━━━ Given records

Issue #492, opened 2026-08-24
loadSearchParams drops every repeated value but the first, so asArrayOf never sees them


surafel58:
## Summary

`loadSearchParams` appends every value of a repeated parameter and then reads back only the
first, so the multi-value branch it just built can never take effect.

`packages/farm/src/query/server.ts`, the two halves:

```ts
// :55-63  collects every value
if (Array.isArray(value)) {
  for (const v of value) {
    urlParams.append(key, v);
  }
}
```

```ts
// :69  reads one value
const value = urlParams.get(key);
```

`URLSearchParams.get` returns the first match. `getAll` returns all.

## Reproduction

```ts
import { describe, it } from "vitest";
import { asArrayOf, asString } from "../query/parsers";
import { loadSearchParams } from "../query/server";

describe("loadSearchParams", () => {
  it("keeps every value of a repeated parameter", async () => {
    console.log("array prop      ->", JSON.stringify(
      await loadSearchParams(Promise.resolve({ tag: ["react", "vite", "zod"] }), {
        tag: asArrayOf(asString),
      }),
    ));
    console.log("URLSearchParams ->", JSON.stringify(
      await loadSearchParams(Promise.resolve(new URLSearchParams("tag=react&tag=vite&tag=zod")), {
        tag: asArrayOf(asString),
      }),
    ));
    console.log("comma string    ->", JSON.stringify(
      await loadSearchParams(Promise.resolve({ tag: "react,vite,zod" }), {
        tag: asArrayOf(asString),
      }),
    ));
  });
});
```

Output:

```
array prop      -> {"tag":["react"]}
URLSearchParams -> {"tag":["react"]}
comma string    -> {"tag":["react","vite","zod"]}
```

`vite` and `zod` are dropped in the first two. Only the comma form works, so `asArrayOf` is
reachable only through a shape the framework does not produce.

## Why the broken shapes are the normal ones

`loadSearchParams` accepts `Record<string, string | string[] | undefined>`, which is the
`searchParams` prop a page receives. Since #365 that prop collects repeated keys into arrays at
every site, so the array form is what a page actually hands to this function. The
`URLSearchParams` overload has the same problem.

The docs describe `asArrayOf(parser)` as "Repeated values serialized through another parser"
(`docs/src/app/docs/query/page.md:111`), and `asArrayOf.serialize` joins with `,`
(`query/parsers.ts:84`), so serialize and parse do not round-trip for repeated input either.

## Suggested fix

[...]

PR #525, opened 2026-08-25
fix(core): keep repeated query parameters in workflow GET triggers

### LINKED ISSUE #524: Workflow GET triggers drop repeated query parameters
## Summary

A GET workflow trigger builds its payload with `Object.fromEntries(searchParams.entries())`,
which keeps only the last value of a repeated query parameter. The earlier values are dropped
silently.

```ts
// packages/farm/src/workflows.ts:705, the dev and node handler
return Object.fromEntries(url.searchParams.entries());

// packages/farm/src/workflows.ts:641, the emitted Nitro handler
return Object.fromEntries(event.url.searchParams.entries());
```

Core already has one representation for this. `searchParamsToObject` in
`packages/farm/src/search-params.ts` collects repeated keys into arrays, and its own docstring
says the dev renderer, the production SSR entry, the SPA page-data endpoint and the generated
client hydration runtime all share it "so every environment agrees on one representation".
`searchparams.test.ts` asserts that across environments. The workflow trigger is not one of
them, so a scheduler or a cron caller passing a repeated parameter loses data that every other
entry point preserves.

Same class as #492 and #498.

## Reproduction

An app with `src/workflows/hello.ts` echoing its payload:

```ts
export default {
  id: "hello",
  async run(ctx) {
    return { payload: ctx.payload };
  },
};
```

`farm dev`:

```
GET /api/_farm/workflows/hello?tag=a&tag=b
  {"id":"hello","ok":true,"result":{"payload":{"tag":"b"}}}

GET /api/_farm/workflows/hello?tag=a
  {"id":"hello","ok":true,"result":{"payload":{"tag":"a"}}}
```

Expected for the first, matching every other entry point:

```json
{"tag": ["a", "b"]}
```

The single-value case is the control, it shows the payload path is otherwise fine.

## Suggested fix

Use the shared helper at both sites. The emitted handler already imports from
`@farm.js/core/internal/production-runtime`, which re-exports `searchParamsToObject`, so it is
a one line addition to the existing import rather than an inlined copy.

## Related, not verified at runtime

`packages/farmjs-plugin/src/rsc/entries/rsc.ts:744` and `:911` build the page `searchParams`
prop with the same `Object.fromEntries(url.searchParams)`. If the RSC entry is a live path that
looks like the same inconsistency, since `searchParams` is exactly the prop #365 normalized and
`loadSearchParams` consumes. I have only read the code there, so I did not want to fold it into
this report. Happy to check it separately.

## Environment

- `@farm.js/core` `0.1.0-beta.61`, `main` at `099e60d0`
- Node.js 24, not platform specific

---

@Kinfe123, I'm working on the PR for this! Could you please assign this issue to me?

kira-1011:
Closes #524.

The GET trigger payload was built with `Object.fromEntries(searchParams.entries())`, which
keeps only the last value of a repeated key, so `?tag=a&tag=b` reached the workflow as
`{ tag: "b" }` with the first value dropped silently.

Both handlers now use `searchParamsToObject`, the representation `search-params.ts` already
documents as shared by the dev renderer, the production SSR entry, the SPA page-data endpoint
and the generated client runtime. The emitted Nitro handler pulls it from
`@farm.js/core/internal/production-runtime`, which it was already importing from, so no inlined
copy was needed.

Same class as #492 and #498.

## Verification

`farm dev` against an app whose workflow echoes its payload:

```
                            before                  after
?tag=a&tag=b                {"tag":"b"}             {"tag":["a","b"]}
?tag=a                      {"tag":"a"}             {"tag":"a"}
?tag=a&tag=b&one=x          {"tag":"b","one":"x"}   {"tag":["a","b"],"one":"x"}
no params                   {}                      {}
```

The single value and empty cases are unchanged, only the repeated case differs.

Two tests, both failing on `main` first: a behavioural one on the request handler, and an
emitted-source assertion added to `searchparams.test.ts` alongside the existing per-environment
checks, so the workflow trigger is now covered by the same invariant as everything else.

Core suite green, 1257 passed and 6 skipped, no failures. Type check and lint clean.

## Note

`packages/farmjs-plugin/src/rsc/entries/rsc.ts:744` and `:911` build the page `searchParams`
prop the same way. I flagged it in #524 but left it out here, since I have only read that code
and not exercised the RSC path. Happy to look at it separately.

`middleware/production-runtime.ts:841` looked like the related #507 shape but is correct, it
uses `getSetCookie` and only falls back to `.get()` on runtimes without it.

### DIFF
--- a/packages/farm/src/__tests__/searchparams.test.ts
+++ b/packages/farm/src/__tests__/searchparams.test.ts
@@ -224,6 +224,19 @@ describe("SearchParams in the production runtime", () => {
     expect(source).not.toContain("const searchParams: Record<string, string> = {};");
   });
 
+  it("triggers workflows with array-aware search params", () => {
+    const source = readSource("workflows.ts");
+
+    expect(source).toContain('import { searchParamsToObject } from "./search-params";');
+    expect(source).toContain("return searchParamsToObject(url.searchParams);");
+    // the emitted Nitro handler pulls it from the same re-export
+    expect(source).toContain(`  searchParamsToObject
+} from "@farm.js/core/internal/production-runtime";`);
+    expect(source).toContain("return searchParamsToObject(event.url.searchParams);");
+    expect(source).not.toContain("Object.fromEntries(url.searchParams.entries())");
+    expect(source).not.toContain("Object.fromEntries(event.url.searchParams.entries())");
+  });
+
   it("shares the dev renderer's helper", () => {
     const source = readSource("server", "renderer.ts");
 
--- a/packages/farm/src/__tests__/workflows.test.ts
+++ b/packages/farm/src/__tests__/workflows.test.ts
@@ -266,6 +266,32 @@ describe("Farm workflows", () => {
     }
   });
 
+  it("keeps every value of a repeated query parameter in a GET trigger payload", async () => {
+    const workflow = {
+      id: "sync-users",
+      filePath: "/virtual/sync-users.ts",
+      description: "Sync users.",
+      schedule: [],
+      routePath: "/api/_farm/workflows/sync-users",
+    };
+    const run = vi.fn(async (ctx: any) => ({ received: ctx.payload }));
+    const handler = createFarmWorkflowRequestHandler({
+      workflows: [workflow],
+      config: resolveWorkflowsConfig({ secret: "test-secret" }),
+      loadModule: async () => ({ default: { run } }),
+    });
+
+    const response = await handler(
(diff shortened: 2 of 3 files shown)


Kinfe123 (approved):
verified locally, both handlers and the emitted import check out. merging. but we need a follow up on being vurl on `__proto__` which all js object secretly has a parent they inherit from, that is prototype and it has a magical property name `__proto__` , so any attacker can do and swap their stuff via this behavior so i will up witha that fix + some rsc code lacks the PR fix behavior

━━━━━━

Read the entries above and find each line holding the word "first". Copy it out.

loadSearchParams drops every repeated value but the first, so asArrayOf never sees them
first, so the multi-value branch it just built can never take effect.
`URLSearchParams.get` returns the first match. `getAll` returns all.
`vite` and `zod` are dropped in the first two. Only the comma form works, so `asArrayOf` is
Expected for the first, matching every other entry point:
`{ tag: "b" }` with the first value dropped silently.
Two tests, both failing on `main` first: a behavioural one on the request handler, and an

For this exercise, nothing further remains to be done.